I'm a big believer in point systems in general (we own Shell, VI, Worldmark, and HGVC besides the RCI points).  Flexibility to do varying numbers of days, vayring size of units, varying properties, etc.

The only down side w/ RCI points is that the fees (especially if you get hit with a housekeeping fee) make small exchanges uneconomical.


----------



## JohnPaul (Jan 30, 2012)

prickler said:


> A week at The Disney Grand Californian and 10 days at The Windjammer in St Lucia last year using RCI points. Both stays with a net cost of way less than those owners pay in maintainence fees so I can't complain.



I've been interested in the Grand Californian and never thought about trying with RCI points.

Thanks!


----------



## Elan (Jan 30, 2012)

I've been in RCI Points for about 7 years.  My experience has been that if you can find what you want and your cost per Point (MF's) is reasonable, you can get some very inexpensive vacations (week at Oregon Coast in a 2BR, sleeps 8, for less than $500 in Points, a last minute week in a 2BR in Salt Lake City for less than $100 in Points).  But the fees are ridiculous and getting worse.  The online search experience, while infinitely better than it was, is still pretty bad.  Finding desirable exchanges is not a given.  

  In summary, I think if you can often travel on short notice and want the flexibility of less-than-full-week stays, Points are an ok way to go.  For full week stays constrained by other factors (kids school calendar, for example), I wouldn't recommend Points.  If I had to do it all over again, I'd pay more upfront and get into a mini system.


----------



## ampaholic (Jan 30, 2012)

I'm pretty happy with the RCI Points system so far, just need to trim my portfolio a bit.

To me fine tuning your portfolio is an ongoing thing as life changes and system changes kick in.


----------



## chriskre (Feb 1, 2012)

I'm happy with RCI points and have been for years.  I own a triennial unit and do points for deposits with weeks that I'm not using so can adjust the amount of points needed up or down depending on what I want to book.

By owning a triennial unit I get 24K points a year for roughly $250 in MF's.  I don't like to heavily invest in any one system since the game keeps changing and I don't want to be stuck with something that is no longer working for me.  

I find that availability at the places that I want to go is better for 2 bedrooms and larger in RCI points.  There are also some resorts that only appear in points.   I think with the TPU system that most are splitting the lock offs and depositing separately so there are fewer large units in weeks compared to points.  

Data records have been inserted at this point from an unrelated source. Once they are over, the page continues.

PR #973, opened 2021-04-21
Raised TimeSignatureException when instantiating with a string representing floats

### LINKED ISSUE #964: meter.TimeSignature objects with `.0` in string result in incorrect output
**music21 version**

`6.7.1`   

**Problem summary**
If a `meter.TimeSignature` object is created with a float in the `value` string, it has an incorrect numerator and denominator.

**Steps to reproduce**

```
>>> x = TimeSignature("5.0/4.0")
```

I'm expecting the following:
```
>>> x
<music21.meter.TimeSignature 5/4>
```
but am instead getting
```
>>> x 
<music21.meter.TimeSignature 50/40>
```
**More information**
I haven't tried to debug it, but I think the issue is in the regex line in `meter.core.tools.slashToTuple` (see line 61). 
https://github.com/cuthbertLab/music21/blob/450859475497dd70510e5ebde6184536bdac15a8/music21/meter/tools.py#L50-L64
I'm not sure if it's better to assert that the two `value` elements are of type `int` when loaded, or allow them if they're still digits.

Luke-Poeppel:
…ing. This fixes #964.

### DIFF
--- a/music21/meter/tools.py
+++ b/music21/meter/tools.py
@@ -123,6 +123,10 @@ def slashMixedToFraction(valueSrc: str) -> Tuple[NumDenomTuple, bool]:
     Traceback (most recent call last):
     music21.exceptions21.MeterException: cannot match denominator to numerator in: 3+2+5/8+3/4+2+1+4
 
+    >>> meter.tools.slashMixedToFraction('3.0/4.0')
+    Traceback (most recent call last):
+    music21.exceptions21.TimeSignatureException: Cannot create time signature from "3.0/4.0"
+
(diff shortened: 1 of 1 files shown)


jacobtylerwalls:
Thanks--Looks great. Would you be able to add a test to cover this case? Could just be appended to the end of the doctest on slashMixedToFraction.

jacobtylerwalls:
Thanks for the report and patch!

mscuthbert:
Thanks @Luke-Poeppel !  :-)

PR #975, opened 2021-04-21
Prevent intent boxes from turning into task list

jacobtylerwalls:
FYI @mscuthbert I don't like how the intent boxes on the feature request template show up as task lists when viewing the rows of the issue board. We don't have to use actual Markdown for this. What do you think?


mscuthbert:
Good plan

PR #979, opened 2021-04-22
Remove SpacerRests, normal rests with hideObjectOnPrint

mscuthbert:
After doing this, however, maybe spacer rests ARE different from just hidden rests?  Now after wanting to remove them for years, I'm conflicted.  @jacobtylerwalls -- want to weigh in?


jacobtylerwalls:
I don't see a reason to have two ways to represent a deliberate gap. Undeliberate gaps are just absences, but we should have one way to represent deliberate gaps, and we already use hidden rests in musicxml I/O and with `makeRests(hideRests=True)` so I would reduce complexity here.

Issue #223, opened 2017-06-03
StreamException: the object * is already found in this stream


euneirophrenia:
Hi! Nice library to begin with and sorry if I'm posting an issue if the issue turns out to actually be my brain.

I'm trying to extract some features from a midi file.

Feature: jSymbolic.AcousticGuitarFractionFeature
File      : http://midkar.com/jazz/500_miles_high-Chick-Corea_ee.mid
Code: 
```python
import music21.features as feat
s=music21.converter.parse("./Test/500_miles_high-Chick-Corea_ee.mid")
ext=feat.jSymbolic.AcousticGuitarFractionFeature
print (ext(s).extract().vector)
```

Problem: 
```python
Traceback (most recent call last):
File "main.py", line 16, in <module>
    print(ext(s).extract().vector)
File "C:\Python34\lib\site-packages\music21\features\base.py", line 209, in extract
    self._process() # will set Feature object to _feature
File "C:\Python34\lib\site-packages\music21\features\jSymbolic.py", line 3462, in _process
    s = self.data['partitionByInstrument']`
File "C:\Python34\lib\site-packages\music21\features\base.py", line 627, in __getitem__
    return self._forms[key]
File "C:\Python34\lib\site-packages\music21\features\base.py", line 341, in __getitem__
    x = instrument.partitionByInstrument(self._base)
File "C:\Python34\lib\site-packages\music21\instrument.py", line 1730, in partitionByInstrument
    p.insert(sub.elementOffset(e), e)
File "C:\Python34\lib\site-packages\music21\stream\__init__.py", line 1677, in insert
    self._addElementPreProcess(element)
File "C:\Python34\lib\site-packages\music21\stream\core.py", line 290, in _addElementPreProcess
    (element, id(element), self, id(self)))
music21.exceptions21.StreamException: the object (<music21.tempo.MetronomeMark larghetto Quarter=60.0>, id()=116292632) is already found in this Stream (<music21.stream.Part Flute>, id()=306686944)
```

(i'm so sorry for the poor formatting, hope it's still somewhat readable EDIT: fixed it a little).
I've been going through the same problems as in this issue 
https://github.com/cuthbertLab/music21/issues/150
(even the opening one, by the way, I had to change 2 lines at jsymbolic.py 3130 and 3216, adding a `and i.midiprogram is not None` ).
The error is essentially the same as in the last comment. I've searched every single issue here but never found the right one, so I am posting. 

[...]

Issue #150, opened 2016-03-20
PitchedInstrumentsPresentFeature 


supersational:
Hi, fantastic library! 

Currently trying to extract all features from a midi file:
```python
for f in file_list:
	print f
	s = converter.parse(f.strip())
	for f in features.jSymbolic.featureExtractors:
		print f.__name__
		fe = f(s)
		print getattr(fe, 'description', 'no description')
		print fe.extract().vector
```
currently fails at PitchedInstrumentsPresentFeature:
```
Traceback (most recent call last):
  File "C:\feature_extractors.py", line 21, in <module>
    print fe.extract().vector
  File "C:\Python27\lib\site-packages\music21\features\base.py", line 198, in extract
    self._process() # will set Feature object to _feature
  File "C:\Python27\lib\site-packages\music21\features\jSymbolic.py", line 2933, in _process
    self._feature.vector[i.midiProgram] = 1
TypeError: list indices must be integers, not NoneType
```

midi file here;
[009count.zip](https://github.com/cuthbertLab/music21/files/181381/009count.zip)

Is this expected behaviour? the midifile in question seems to have standard messages for setting instruments as far as I can tell (from mido analysis):
```
program_change channel=0 program=1 time=0
program_change channel=2 program=8 time=0
program_change channel=3 program=25 time=0
program_change channel=4 program=33 time=0
program_change channel=7 program=48 time=0
program_change channel=9 program=16 time=0
program_change channel=10 program=52 time=0
program_change channel=9 program=16 time=0.193661875
```

alexandermorgan:
This doesn't address your question but it is definitely less than ideal to assign f to the elements in both of your nested loops.

supersational:
Ah, agreed! Seems to be harmless in this instance at least.

mscuthbert:
Not expected at all -- can you trim down the MIDI file and the code until as small as possible while giving the same error, so that the programming team can debug faster.  The first thing I'd see is if either something in channel 9 (the only one that has a time message later) or channel 10 (which isn't a pitched instrument) is causing the problem.  I'm going to guess that channels 0-7 all behave the same.

supersational:
Hi, this should trigger it:
```python
import music21
f = "009count.mid"
s = music21.converter.parse(f)
e = music21.features.jSymbolic.PitchedInstrumentsPresentFeature
fe = e(s)
print fe.extract().vector
```

mscuthbert:
[...]

PR #980, opened 2021-04-22
Check if `Instrument.midiProgram` is None in feature extractors

jacobtylerwalls:
Generic `Instrument` objects (the fall back for several file parsers) have a `.midiProgram` of None, so we can't use that value as an index in the feature extractors.

```
>>> i = instrument.Instrument()
>>> s = stream.Stream()
>>> s.append(i)
>>> s.append(note.Note())
>>> fe2 = features.jSymbolic.PitchedInstrumentsPresentFeature(s)
>>> fe2.extract()
  File "/Library/Frameworks/Python.framework/Versions/3.9/lib/python3.9/site-packages/music21/features/base.py", line 249, in extract
    self.process()  # will set Feature object to _feature
  File "/Library/Frameworks/Python.framework/Versions/3.9/lib/python3.9/site-packages/music21/features/jSymbolic.py", line 3354, in process
    self.feature.vector[i.midiProgram] = 1
TypeError: list indices must be integers or slices, not NoneType
```

Since #571 we still want this to fail, just with a more informative error so that users can assess whether to fix up their data.

Happened to notice there was an old issue for this #150 (and mentioned also in #223).


mscuthbert:
Oh!  The #223 error was only recently fixed, with the template fixes.

mscuthbert (approved):
Looks great.  Thanks!

PR #922, opened 2021-03-18
Add classFilterList to makeTies and allow makeRests to put rests in Measures

jacobtylerwalls:
Noticed that we can solve 2 TODOs at once: 

- `makeRests()` makes rests inside Measures now
- in order to do that, we need to split rests at measure boundaries, which is what `makeTies()` does, but we don't want to touch the notes, therefore it was convenient to just handle the TODO declared there to create a class filter list.
- Update: now this also fixes some issues with MIDI notation making:
-- measures are now repositioned in the stream if they were enlarged due to gap-filling
-- ties are now made on notes and chords across barlines (vs. just rests, by virtue of this PR's new feature in makeRests())

PR #981, opened 2021-04-22
Prevent unnecessary deepcopies in `makeRests()`

jacobtylerwalls:
Missed in #922.

`returnObj` is already a deepcopy if need be, so just like the branch below for voices, we should just edit inPlace instead of doing more copies.


mscuthbert:
Oh, in fact it's more than just an extra deepcopy -- the result of makeTies is removed!

PR #982, opened 2021-04-23
getGraceDuration() now sets type on GraceDuration

### LINKED ISSUE #968: `getGraceDuration()` doesn't preserve unlinked type
**music21 version**

dev

**Problem summary**
Seems inappropriate to drop the unlinked type when creating a GraceDuration.

**Steps to reproduce**

```
>>> r = note.Rest(quarterLength=0.5)
>>> r.duration.type
'eighth'
>>> r2 = r.getGrace(inPlace=False)
>>> r2.duration.type
'zero'
>>> r2.duration
<music21.duration.GraceDuration unlinked type:zero quarterLength:0.0>
```

**More information**
Spotted when working on #941

jacobtylerwalls:
Fixes #968 

Reproduced the bug on 3.1.0, actually!

The issue was that you can't derive type from components once the duration is unlinked. And the constructor for a GraceDuration sets .linked = False shortly after calling the superclass constructor. So the GraceDuration constructor is your only chance to get a type set automatically. Figured this fix, deliberately setting type, was cleaner than some sort of (`if not self.components: self.linked = True`) logic in the GraceDuration constructor that might just cause bugs later.

### DIFF
--- a/music21/_version.py
+++ b/music21/_version.py
@@ -42,7 +42,7 @@ When changing, update the single test case in base.py.
 Changing this number invalidates old pickles -- do it if the old pickles create a problem.
 '''
 
-__version_info__ = (7, 0, 4)  # can be 4-tuple: (7, 0, 5, 'a2')
+__version_info__ = (7, 0, 5)  # can be 4-tuple: (7, 0, 5, 'a2')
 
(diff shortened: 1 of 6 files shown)


mscuthbert (approved):
Thanks!  Looks great!

PR #1944, opened 2026-06-22
humdrum: remove unneeded Regexes, fix partial-beam direction

mscuthbert:
Third and last PR broken out from #1706 

Reduce the number of regex searches needed to parse a humdrum scope -- Chopin moves from 6000 to 3400.  Simplify the code and make it more elegant.

But barely moves on performance.  hdStringToNote speeds up by 5% 8.59 µs/call to 8.14.   Full parse speeds up by about 1%

Performance/cleanup, with identical output:

- accidentals: count '#'/'-' directly (the count is the alteration) and build a pitch.Accidental, instead of two `re.search` calls;
- rational durations: only run the `\d+%\d+` search when '%' is present;
- pitch: only search when the event is not a rest (walrus in the elif).

Also, from ideas in PR #1706 (Alexander Morgan): comment out the phrase-mark, slur, and arpeggiation blocks that only ran `pass`, and rename the unused beaming loop variable from `i` to `_`.

AI-assisted (Claude).  Read closely by Myke -- co-author Alexander Morgan

### DIFF
--- a/music21/humdrum/spineParser.py
+++ b/music21/humdrum/spineParser.py
@@ -83,6 +83,7 @@ from music21 import key
 from music21 import note
 from music21 import meter
 from music21 import metadata
+from music21 import pitch
 from music21 import roman
 from music21 import prebase
 from music21 import stream
@@ -2353,17 +2354,18 @@ def hdStringToNote(
 
     # 3.2.1 Pitches and 3.3 Rests
 
-    matchedNote = re.search('([a-gA-G]+)', contents)
-    # Detect rests first, because rests can contain manual positioning information,
-    # which is also detected by the `matchedNote` variable above.
-    thisObject: note.GeneralNote
+    # Detect rests first, because rests can contain manual positioning information
+    # (a pitch letter) that the note search would otherwise pick up; only notes
+    # need that search at all.
+    #
     # Build with defaultDurationOrNone (None gives the usual default).  A note
     # that omits its own duration then shares this exact Duration object rather
     # than allocating a copy; one that has its own duration replaces it below.
+    thisObject: note.GeneralNote
     if 'r' in contents:
         thisObject = note.Rest(duration=defaultDurationOrNone)
 
-    elif matchedNote:
+    elif matchedNote := re.search('([a-gA-G]+)', contents):
         kernNoteName = matchedNote.group(1)
         step = kernNoteName[0].lower()
         if step == kernNoteName[0]:  # middle C or higher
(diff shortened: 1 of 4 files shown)


music21/humdrum/spineParser.py
```diff
@@ -2353,17 +2354,18 @@ def hdStringToNote(
...
+    # Detect rests first, because rests can contain manual positioning information
+    # (a pitch letter) that the note search would otherwise pick up; only notes
+    # need that search at all.
+    #
     # Build with defaultDurationOrNone (None gives the usual default).  A note
     # that omits its own duration then shares this exact Duration object rather
     # than allocating a copy; one that has its own duration replaces it below.
+    thisObject: note.GeneralNote
     if 'r' in contents:
         thisObject = note.Rest(duration=defaultDurationOrNone)
```
alexandermorgan, line 2366: Even if you don't want to factor out duration evaluation to its own function, I would still recommend doing it before anything else in this hdStringToNote function. The reason is that, e.g. for the case of rests here on 2366, you're still creating an initial duration that will just get replaced with the actual duration when you calculate it at the end of the function. So that's still 2 duration objects per rest which might account for the speedup being a little less than what I measured (10-12%). But that will increase the diff size quite a bit.

music21/humdrum/tests.py
```diff
@@ -82,6 +82,15 @@ def testSingleNote(self):
         self.assertEqual(b.duration.dots, 0)
         self.assertEqual(b.duration.tuplets[0].durationNormal.dots, 2)
```
alexandermorgan, line 84: I had added these 4 tests and I would recommend keeping them to cover the new functionality. I had to add `KernSpine.parse()` because the new version of the `KernSpine` class got rid of the `__init__` constructor, so some of the class properties were only available if I called `.parse()` first.
If you don't like calling `.parse()` there's probably a different way to run these tests, but I would definitely keep the tests in some form.

```
    def testGraceNote(self):
        ks = KernSpine()
        ks.parse()
        # noinspection SpellCheckingInspection
        a = ks.processNoteEvent('4Cq')
        self.assertEqual(a.duration.type, 'quarter')
        self.assertEqual(a.duration.slash, True)

    def testGraceNote2(self):
        ks = KernSpine()
        ks.parse()
        # noinspection SpellCheckingInspection
        a = ks.processNoteEvent('16Cqq')
        self.assertEqual(a.duration.type, '16th')
        self.assertEqual(a.duration.slash, False)

    def testChord(self):
        ks = KernSpine()
        ks.parse()
        # noinspection SpellCheckingInspection
        c = ks.processChordEvent('8C 8E')
        self.assertEqual(len(c.notes), 2)
        self.assertEqual(c.notes[0].duration, c.duration)

    def testChord2(self):
        # noinspection SpellCheckingInspection
        ks = KernSpine()
        ks.parse()
        c = ks.processChordEvent('8C E')
        self.assertEqual(c.notes[0].duration, c.notes[1].duration)
```

PR #1956, opened 2026-06-25
Add Typing to Features

mscuthbert:
* Features are typed
* Take many X|None attributes and make them X = '' or other falsey values.
* Bring `__init__: self.name = ....` to be class variables.
* Put defaults for dimensions, discrete, etc. and remove inits that mirror the default.
* Fix grammar, capitalization, and punctuation.
* Bug fix: add `.stream()` to values that were returning StreamIterator but which expectedSteams.

### DIFF
--- a/music21/features/base.py
+++ b/music21/features/base.py
@@ -11,7 +11,7 @@
 from __future__ import annotations
 
 from collections import Counter
-from collections.abc import KeysView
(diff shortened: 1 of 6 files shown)


mscuthbert:
b299663, 8e45d1c, and 2954f69 were all from an adversarial review with another agent.  Looking good.

PR #1962, opened 2026-06-30
(AI) Preserve microtones through Interval.transpose (fix accidental corruption / AccidentalException)

binggao1230:
### The bug

Transposing a `Pitch` (or `Note`) that carries a microtone corrupts its spelling, and for larger microtones raises an exception — even when the transposition is a no-op:

```python
from music21 import pitch, interval

p = pitch.Pitch('C4'); p.microtone = 30
p.transpose(interval.Interval('P1'))     # C~4(-20c)   -- expected C4(+30c)

p = pitch.Pitch('G#5'); p.microtone = 50
p.transpose(interval.Interval('A1'))     # AccidentalException: 2.5 is not a supported accidental type
```

Transposing by a **perfect unison** must be the identity, so `C4(+30c)` → `P1` → `C4(+30c)` is unambiguous. The corruption kicks in above 25¢ (25¢ survives, 26¢ flips to a half-sharp) and affects ordinary intervals too — `Note('C4', microtone=30).transpose('P5')` gives `G~4(-20c)` instead of `G4(+30c)`. It's also internally inconsistent: a 25¢ microtone *is* preserved by `P5`, and a 30¢ microtone *is* preserved by intervals that resolve to a sharp/flat — so identical inputs behave differently depending on the interval.

### Root cause

`music21/interval.py`, `Interval._diatonicTransposePitch`:

```python
pitch2.microtone = None
interval2 = Interval(pitch1, pitch2)                       # pitch1 still carries its microtone
halfStepsToFix = self.chromatic.semitones - interval2.chromatic.semitones
...
pitch2.accidental = halfStepsToFix                         # fractional alter -> corrupt accidental
```

`interval2` is measured from the *microtonal* `pitch1`, so the source cents (0.30 semitone) leak into `halfStepsToFix`. That fractional value is then assigned to the accidental, which snaps to the nearest quarter-tone (half-sharp = 0.5) and dumps the −0.20 remainder into a spurious microtone — or, when the alter lands on an unsupported value like 2.5, raises `AccidentalException`.

The method even contains a dead comment, `# centsOrigin = pitch1.microtone.cents  # unused!!`, marking the intended-but-never-wired-up fix.

### The fix

Resurrect `centsOrigin`, peel it off `halfStepsToFix` before the accidental is set, and restore it as a microtone afterward. The whole thing is guarded by `if centsOrigin:` so the common, non-microtonal (performance-critical) path is byte-identical:

```python
centsOrigin = pitch1.microtone.cents
...
halfStepsToFix = self.chromatic.semitones - interval2.chromatic.semitones
if centsOrigin:
    halfStepsToFix = round(halfStepsToFix - centsOrigin / 100.0, 9)
...
if centsOrigin:
    pitch2.microtone = pitch2.microtone.cents + centsOrigin
```

Now `C4(+30c)` → `P1` → `C4(+30c)`, `G#5(+50c)` → `A1` → `G##5(+50c)` (no crash), and a combined quarter-tone-plus-microtone pitch like `C~4(+30c)` round-trips through a unison unchanged.

### Tests

`testTransposeMicrotonePreserved` covers the unison identity, the formerly-crashing `A1` case, a combined accidental+microtone pitch, and a sweep over eight intervals × four microtone magnitudes asserting the cents are preserved, the sounding pitch (`ps`) moves by exactly the interval, and no quarter-tone accidental is introduced on an integer-semitone interval. It fails on `master` and passes with the fix. The existing `interval`, `pitch`, and `note` test/doctest suites stay green; `ruff`, `pylint -j0`, and `mypy` are clean.

---

*Disclosure (per CONTRIBUTING.md): prepared with AI assistance under my direction. I reproduced the bug, wrote and reviewed the fix and tests, and verified it locally — full `interval`/`pitch`/`note` suites, ruff/pylint/mypy, and an ~1,200-case oracle (intervals × microtones × accidentals) with zero microtone/ps failures and zero crashes.*

### DIFF
--- a/music21/interval.py
+++ b/music21/interval.py
@@ -3460,7 +3460,7 @@ class Interval(IntervalBase):
         pitch1 = p
         pitch2 = copy.deepcopy(pitch1)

Although not the most cost effective all the time, I still like the option of doing short stays in RCI points.  It's still cheaper than booking other ways.  I would love for all my exchanages to cost me $50 a night or less but every now and then $100 is acceptable.


----------



## Free2Roam (Feb 2, 2012)

A few months ago I decided to expand my portfolio, so I purchased one of the RCI Points triennials at VV@P. 

Just yesterday I confirmed a reservation at The Quarter House in New Orleans 12/28/12-1/4/13.  

I'm absolutely thrilled so far!!


----------



## tlguinn_2000 (Feb 7, 2012)

We have been in points for only about 1.5 years and are happy thus far.  We stayed at Disney's Vero Beach in Sept. 2011, Staying at Disney' Boardwalk Villas in March 2012, and staying at Siesta Key this summer.  All on one RCI points resort in Gatlinburg TN.  The key for us, and most people I think, is you have to be very flexible. We can also get studios or one-bedrooms.  If you HAVE to have a two-bedroom the second week of July at Disney then be prepared to stay on the computer a lot.

,


----------



## gCasey (Feb 8, 2012)

Hi there.
I'm a PCI owner. And I'm pretty happy about it.
What's wrong with yours, dude?
_________
free image editor


----------



## ronparise (Feb 16, 2012)

I just got an email notice...it seems my rci points account annual membership fee is due by the end of April

I spent a lot of time today on the phone with RCI, points, and RCI weeks, and Vacation Village trying to figure out what Im going to do

I bought a triennual week at Vacation Village at Parkway a year ago...I now have 74000 rci points in the account...mf is $750 every 3 years

I bought this account for the 7500-9000 point reservations that can be made...thinking that I could get 8 reservations in 3 years out of one $750 mf

Today as it turns out there is but one of these 7500 point reservations available in the Orlando area.....looks like my plan was a bust

On the weeks side however there are several discounted reservations available in the 4-5 tpu range..and I can deposit my week to get 36 TPU.. so so it may be possible to get the eight reservations  for one deposit I had hoped for....but I can also trade back into exactly what I own for 9-11 TPU...so maybe 4 weeks for my one deposit ...and they accept my dogs (a savings of $220 a week at the kennel

I think Im going to let my points account expire and either just use my week or deposit it to RCI weeks

So count me in the unhappy with RCI points category

Update

turns out one mans trash is another mans treasure...and not everone is unhappy with their RCI points...I just offered to give my points away and got 4 requests inside of 5 minutes...


----------



## chriskre (Feb 16, 2012)

Ron,
Those 7500 deals are scarce when the snowbirds are here.
They reappear when they fly away.


----------



## hypnotiq (Feb 16, 2012)

Damn sunbirds.


----------